Stored items:
● ● ● ● ●

PR #655, opened 2022-04-22
Prevent grain protogen from trying to generate code for includes

orktes:
The grain generator is currently ignoring FileToGenerate passed to by protoc. This means it will try to generate grain code also based on the files that were include in the actual proto file given as input.

So something like

```sh
$ protoc -I ../protos-for-grpc --gograinv2_out=. grain.proto
```
will attempt to generate grains for all the files included in `grain.proto` from the `../protos-for-grpc` include directory.

I ran into multiple issues (https://github.com/asynkron/protoactor-go/issues/648) with the grain protogen with this one being the only one with no viable workaround and also prevents using the workarounds listed for the other issues. So fixing this one first.


rogeralsing:
Very nice!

● ● ● ● ●

• [The problem]
In the entries above, find the line with "So something like" and the line with "will attempt to", then set down exactly those two and every line between them, nothing else.

• [Solved exercise]
So something like

```sh
$ protoc -I ../protos-for-grpc --gograinv2_out=. grain.proto
```
will attempt to generate grains for all the files included in `grain.proto` from the `../protos-for-grpc` include directory.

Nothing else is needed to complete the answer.